Search for the word "emergency" in the entries. Each line that holds it should be copied.

____ GIVEN RECORDS

PR #764, opened 2014-06-28
Optical material scanners added to uplink

MrSnapwalk:
Optical Material Scanners, disguised as sunglasses, are now in the uplink (2 telecrystals). For those who don't know, here's what they do:
opticalmaterialscanners

The changelog has been updated to reflect these changes.

Please leave feedback and suggestions, I am always open to constructive criticism!


code/datums/uplink_item.dm
```diff
@@ -366,12 +366,20 @@ var/list/uplink_items = list()
...
 	item = /obj/item/clothing/glasses/thermal/syndi
 	cost = 3
 
+/datum/uplink_item/device_tools/material
+	name = "Optical Material Scanners"
+	desc = "These goggles are a modified pair of Optical Meson Scanners. \
+	The focus lens on the goggles has been modified in order to target objects and structures, instead of walls, and floors. \
+	Warning: this device provides a large amount of information to the wearer. Long-term use may cause mental stress."
+	item = /obj/item/clothing/glasses/material/syndi
+	cost = 4
```
ChangelingRain: I'm not sure they're worth 4, because of the downside of I SEE EVERYTHING being OH GOD WHAT IS HAPPENING

MrSnapwalk: What do you think they're worth?

ghost:
:-1:

No to disguising thermals as sunglasses. They've always looked like mesons and should NOT have flash protection. They have -1 flash protection for a reason.

Also, you're extremely confused here, uplink desc =/= item desc. I simply forgot to update the disguised thermal desc when I changed the desc of mesons, that's why they're different. Thermals have always been disguised as mesons, through and through, same desc and everything.

MrSnapwalk:
No, I'm not confused. Traitor items usually have a slightly different description than their normal counterparts. Also, just because something has been one way, doesn't mean that it should stay that way. Can you tell me why flash protection on thermals is bad, and why slightly varied descriptions are bad? If the description remained unchanged, they could still just be checked just as easily by putting them on.

ghost:
Meson thermals have always had a correct description, it's my oversight that they didn't on this codebase after my recent changes. They're meant to be 100% disguised because otherwise people would metagame an assistant with mesons and pull them off to check the description (they do this with brown shoes already, which is kind of dumb)

The description being different is a 100% solid way to metagame them being a traitor item without having to actually test them at all which is completely fucking bogus, I shouldn't even have to say why. I oppose noslips having a different description too but whatever.

Flash protection on an item that lets you see mobs through walls? Gee, you're right, that sounds like a totally solid idea. Thermals are already extremely good and there is literally nothing that warrants buffing them at all.

Atskadan:
:-1: to thermal buff
:-1: to material scanners, theyre not as useful as you think and they make everything look like shit

Lumipharon:
the -1 flash protection is supposed to be the downside of thermals. Making them flash immune makes them far, far stronger. Poor borgs.

GunHog:
Telecrystals are VERY valuable. Material scanners, look horrible without seeing turfs. If they did scan turfs as well, then they might be worth the 4 TC price.

Atskadan:
if they saw turfs they would pretty much be xray
not seeing mobs isnt an issue when 99% of people have their pda light always on

MrSnapwalk:
This has been decided as a bad idea by everyone involved. I apologize.

PR #777, opened 2014-07-02
removes shitty flyification

Atskadan:
this shit ruins rounds and is fun for nobody and exists solely to spite people who actually use the almost entirely useless teleporter which only exists to get to and from the ai satellite conveniently

### DIFF
--- a/code/game/machinery/teleporter.dm
+++ b/code/game/machinery/teleporter.dm
@@ -242,18 +242,7 @@
 	if (!com.target)
 		visible_message("<span class='notice'>Cannot authenticate locked on coordinates. Please reinstate coordinate matrix.</span>")
 		return
-	if (istype(M, /atom/movable))
-		if(do_teleport(M, com.target))
-			if(prob(30 - (accurate * 10))) //oh dear a problem
-				if(ishuman(M))//don't remove people from the round randomly you jerks
-					var/mob/living/carbon/human/human = M
-					if(human.dna && !human.dna.mutantrace)
-						M  << "<span class='danger'>You hear a buzzing in your ears.</span>"
-						human.dna.mutantrace = "fly"
-						human.update_body()
-						human.update_hair()
-					human.apply_effect((rand(120 - accurate * 40, 180 - accurate * 60)), IRRADIATE, 0)
-	return
+
 
 /obj/machinery/teleport/hub/update_icon()
 	if(panel_open)


Atskadan:
#777 JACKPOT BABY 
good change for a get y/y

ghost:
> 777
> used in gambling machines
> getting fly'd was based on rng (luck)

miggles you are a genius

dunno if this should be polled but pretty much nobody likes being flyed, period

however, i think failures should still remain, as in instead of getting fly'd you just take rad damage if you get a telemalf.

ike709:
:+1:

Atskadan:
i dont like rng being used to arbitrarily punish players for things that should even be considered punishable 
giving teleporters malfunctions because "teleporters arent perfect" is stupid
telescience doesnt give you fly cancer when you use it
im pretty sure that 500 years from now teleportation technology would be past the point of error

ChangelingRain:
why not just remove the rad damage from it, as that's the really big nasty thing, not becoming nonhuman, because the AI can't tell if you're nonhuman if you have clothing and stuff.
and, you know, if the AI wants you dead, being nonhuman probably doesn't matter by that point

Atskadan:
no honestly the rad damage doesnt matter the flyification is whats bad
the rad damage you can get healed in seconds 
to become a person again, you have to go through a convoluted process that takes like 15 minutes and only because you were unfortunate enough to "enter the teleporter the same time as a fly"
the thing is flies dont actually exist anywhere but in the teleporter room apparently 

besides being nonhuman is definitely worse than having to go to medbay once, not to mention how many people dont take kindly to being disallowed from playing their special snowflake

Lumipharon:
The issue isn't flyification, it's the fact that the test function was removed from the teleporter. (As far as i remember) before costructable teleporters, as long as you remembered to test fire the thing before going through, it never malfunctioned.

Flyification was fine from that, since it was rng due to player negligence.

Atskadan:
i dont think punishing the player for not right clicking a specific piece of the teleporter is good for gameplay either
why would anyone think to do that unless they already knew how to do it? what purpose is there to it? should you have to right click the chem dispenser and use some random verb to stop it from blowing up when you make drugs?

ghost:
miggles has a point. while it'd be nice if the teleporter had some decent interesting features to it besides just teleporting because telesci exists now, malfunctions were shitty and nobody liked them at all. It's also a big part of defeating malf ais and stuff.

PR #781, opened 2014-07-04
E-gun 'energy' dark blue again, disablers have proper energy ammo feed.

ghost:
Disabler energy ammo was sectioned into 3, when it's supposed to be 4 like everything else because the sprite ammo degrades by 25% of the cell charge.

Also, I reverted the light blue e-gun ammo with the inhands and icon because that's the color disablers use and it's far too easy to get them confused. Now they're more distinctly different:

ss 2014-07-03 at 06 36 22


Atskadan:
i would never have been able to tell those guns apart without this helpful change

ghost:
w-well the inhands were really similar ;_;

PR #787, opened 2014-07-06
Changes the medical HUD in the syndicate medkit to a night vision HUD

ghost:
Maybe people will go full nuke op medic now that they can actually support their teammates/themselves properly for the price of this thing.


GunHog:
:+1:  Acceptable!

PR #788, opened 2014-07-06
New Central Command, based off of Bay's

Neerti:
- Fixes wizard door wand exploit in a very fun way with step_trigger/teleport into singularity.
- Adds bay's shuttle windows.  They're exactly the same as reinforced windows in terms of health.
- (A lot of) Centcom's machines there are not actually machines.  They're actually structures that look like machines, to reduce lag.
- Much of the structure is old centcom, but moved around.  Embellishments and artistic license has also been used heavily so it's somewhat unique.  Somwhat.
- Stairs actually work (hint: it's not the stairs, it's the step_trigger)
- Airlocks are compliant with different access levels for centcom (101-107, 109)
- Adds some misc things for admins to play with, like a huge plane with a turf not used anywhere else (I think) for easy mass-varedit, a premade, but empty 'dungeon' area linked to centcom, and a 'fleet' of ships (we need more ships, submit yours!)
- Adds myself to admins.txt because forgetting to do it every time is annoying.
- Also stole bay's beach sprites and added it to holodeck and bar.
- Adds a "secret" on the second floor.  Credit goes to Mechoid for the sprite.

Tour of new Centcom (HUGE FILE)
http://puu.sh/9ZcPU/61177623a1.gif

And yes, I did use map merge tool.

Poll: http://tgstation13.org/phpBB/viewtopic.php?f=16&t=891


Neerti:
What do you mean 'correctly dealt'?

RemieRichards:
that question is irrelevant now, I've seen the map in DM.

Issues:
- The note near the "secret" has a small section of bad english.
- The "Not Rogue" Cyborg's description is that of the Wizard's den monster

Neerti:
I need to stop writing while sleep deprived.

ghost:
Could be better and more simplistic honestly. The reason cc was nerfed because it was virtually unused and this won't necessarily change that. Why are central command's ERT ships syndicate red? Why are there holding cells without doors or windoors? 

ss 2014-07-06 at 01 13 21

This stray red tile is out of place, too.

I'd leave this up to metacide. He can probably make a CC that's useful but not a direct copy of bay's atrocious mapping.

Atskadan:
its not a direct copy, holding cells are probably based on unused admin prison, "syndicate red" is the same as "shuttlebrig red"
lack of use was never a good reason to remove old centcom because regardless of regularity, it WAS used, and when it was removed there was a month-long shitstorm of people complaining. with fake machines now, it should cause no significant amount of lag and have no downside to being re-added

ghost:
Yeah but that's not even my main concern, it'd be nice if it actually looked like centcomm if it was going to be used instead of the whole thing being kind of an ooc jumble of shit.

The best centcomm was the one where it was just a bunch of guns and minibombs on asteroid or whatever. That made endrounds fun.

Plus, the inclusion of the baystation shuttles that won't even move unless you directly code them properly. I included a space on my recent metastation update for an additional shuttle to dock below arrivals, you could easily build something creative there instead of just taking shit from bay. map-wise.

ike709:
I'm starting to see CC get used more and more in admun events, so making it not shit is definitely a good idea. :100: / :100:   I don't like Bay's beach sprites though

Neerti:
Something went wrong with this PR and there's loads of things being removed fnr, even though my commits are fine.

Neerti:
Making new PR that shouldn't have problems.

PR #804, opened 2014-07-08
Autoinjectors

Tokiko1:
*Adds 4 new autoinjector items: Bicaridine, Kelotane, Antitoxin(Dylovene)and Dexalin, each with their own sprite including inhands!

*Autoinjectors hold 8u of a medicine and inject 4u per use but are impossible to refill.
*Replaced all kelotane pills in the burn kit with kelotane injectors.
*Replaced two dexalin pills in the o2 kit with dexalin injectors.
*Replaced all antitoxin syringes in the antitox kit with antitox injectors.
*Added 5 autoinjectors of every kind to the medivend.
*Also added 5 syringes filled with kelotane and bicaridine each to the medivend to encourage doctors to pick their medical supplies according to their needs.

medipens (slightly outdated, the injectors now have a little needle visible, the black injector is unused)

...also my first pull request, let's hope I didn't mess this up!


Tokiko1:
I wonder, is this a large enough change to require a poll?

ghost:
I added medipens without a poll so no.

Tokiko1:
Don't merge yet, will change some of this stuff tomorrow.

Atskadan:
:+1: :+1: :+1: :+1:

ike709:
Awesome.

Tokiko1:
Hm, having trouble with git. I can't seem to push changes to the branch...the actual code is done though. Troubling!

Tokiko1:
Right, here's the changes:

*Medipens now only have 8u and inject 4u each use. That means that they are now inferior to syringes and pills in certain ways: Pills can hold a lot more u per slot, syringes can additionally hold more uses per slot but medipens are faster and easier to inject others with. Seems balanced now in my opinion.
*Bicaridine and Kelotane syringes added to the medivend as an alternative to the medipens and bruisepacks/ointments.
*Each of the medipens added to medivend.
*Now removes the opencontainer flag instead of clearing all flags.

Atskadan:
why not 10u and 5u per inject? that would be a little better. 
if you have time for it, could you also remove the commented out code and change the names to all lowercase? capitals usually arent used in names. then you can also remove \improper since it would be redundant.

Atskadan:
also the adding/removing of chems on New() bothers me. couldnt you just make a normal abstract, and then have all the other pens be separate?

ghost:
> medipens aren't single use

you're killing it tokiko

Atskadan:
>not knowing how to greentext

Tokiko1:
The adding and removing reagents is indeed not very nice. However, I think I would need to change a lot of things to get rid of it, including the hypospray steal objective. I could do this if you want but it would take a while...or there's an easier way and I just don't understand how.

Also I really dislike the idea of making them single use. It makes sense realism wise, but not gameplay wise. As a doctor, I would never take a single use medipen because they'd be much worse than pills or syringes. Instant injection of medicine is not as super useful as you may think.

ghost:
Compared to applying bandages to specific parts of someone's body or trying to force a pill down their throat/syringe them? It totally is.

They're not just hyposprays, they're for people who are untrained, which is why they come in emergency lockers, so untrained staff can stabilize people in crit extremely easily.

Tokiko1:
Syringes and pills are not hard to apply. If a person is injured and you actually get to scan them to find out their damage values, you'll almost certainly be able to give them a pill or a syringe injection. The only situation that I have encountered where this was not possible was during situations where a lot of people were in a cramped place or the person simply did not want healing. You can choose to use a medipen for these situations. They hold less overall units than syringes or pills and they have less overall uses per slot than syringes/bruisepacks/ointments.

Also this is more based on the autoinjector idea that was proposed a few months ago than medipens. If you want, I can make the medicine pens have a different sprite and name so they'll be more of autoinjectors than medipens.

RemieRichards:
I don't know what you're all complaining about, Messing with Reagents in New() happens in lots of locations, it's fine.

ghost:
Tokiko autoinjectors and medipens are the same thing. I just renamed them. Autoinjectors are not supposed to be multi-use, because the sprites show unused (capped) and used (open).

Medipen is a play on words of epipen since it's copyrighted, which are one-use epi autoinjectors. Autoinjectors can be reusable but they're typically one-use for emergency situations when people are in critical. That's essentially what inaprov is and what the people at bay intended. Changing them into just another multi-use variety hypospray might be expanding on their potential but you are going about it wrong. Being able to use a disposable, one-use autoinjector multiple times completely ruins the point of them.

Tokiko1:
More updates. Untested though, will do later.

*Medipens(the ones with inaprov) are single use once more!
*Medicine medipens are now medicine autoinjectors. They have 2 uses.
*Hypo code rewritten a bit.

I'll probably make new sprites later.
Also this seems to be a rather controversial change so far, so I will make a poll later.

ghost:
Now it's just more confusing. GG. I give up.

Tokiko1:
*Medipens now have their old sprite back.
*Autoinjectors now have a little needle.
*Readded the health analyzer to the o2 kit that I accidently removed.

Link to the poll: http://tgstation13.org/phpBB/viewtopic.php?f=14&t=908

Feel free to merge now.

Atskadan:
:-1: to needle on the injectors, it looks bade

Tokiko1:
Decided to close this. 

Paprika is right: They would be better as single use items. However, I don't see why autoinjectors should be in the game at all when at the same time pills exist and are a lot superior to injectors in almost every way. Instant injection is nice but the situations where you _need_ instant injection are rare, maybe during blobs or ongoing fights and even there syringes/pills would be a lot more superior. I know that I would never use them as a doctor, unless there was a way to refill or get more of them. Refilling is out of the questions because that's the entire point of the CMO hypospray and getting more of them using chemistry machines is too difficult for me to code sadly.

And I see no other way to make them less overpowered but still useful.

Atskadan:
7 people disagree with you

Tokiko1:
Paprika's point is still valid though.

________

◆ OUTPUT OF THE EXERCISE:
They're not just hyposprays, they're for people who are untrained, which is why they come in emergency lockers, so untrained staff can stabilize people in crit extremely easily.
Medipen is a play on words of epipen since it's copyrighted, which are one-use epi autoinjectors. Autoinjectors can be reusable but they're typically one-use for emergency situations when people are in critical. That's essentially what inaprov is and what the people at bay intended. Changing them into just another multi-use variety hypospray might be expanding on their potential but you are going about it wrong. Being able to use a disposable, one-use autoinjector multiple times completely ruins the point of them.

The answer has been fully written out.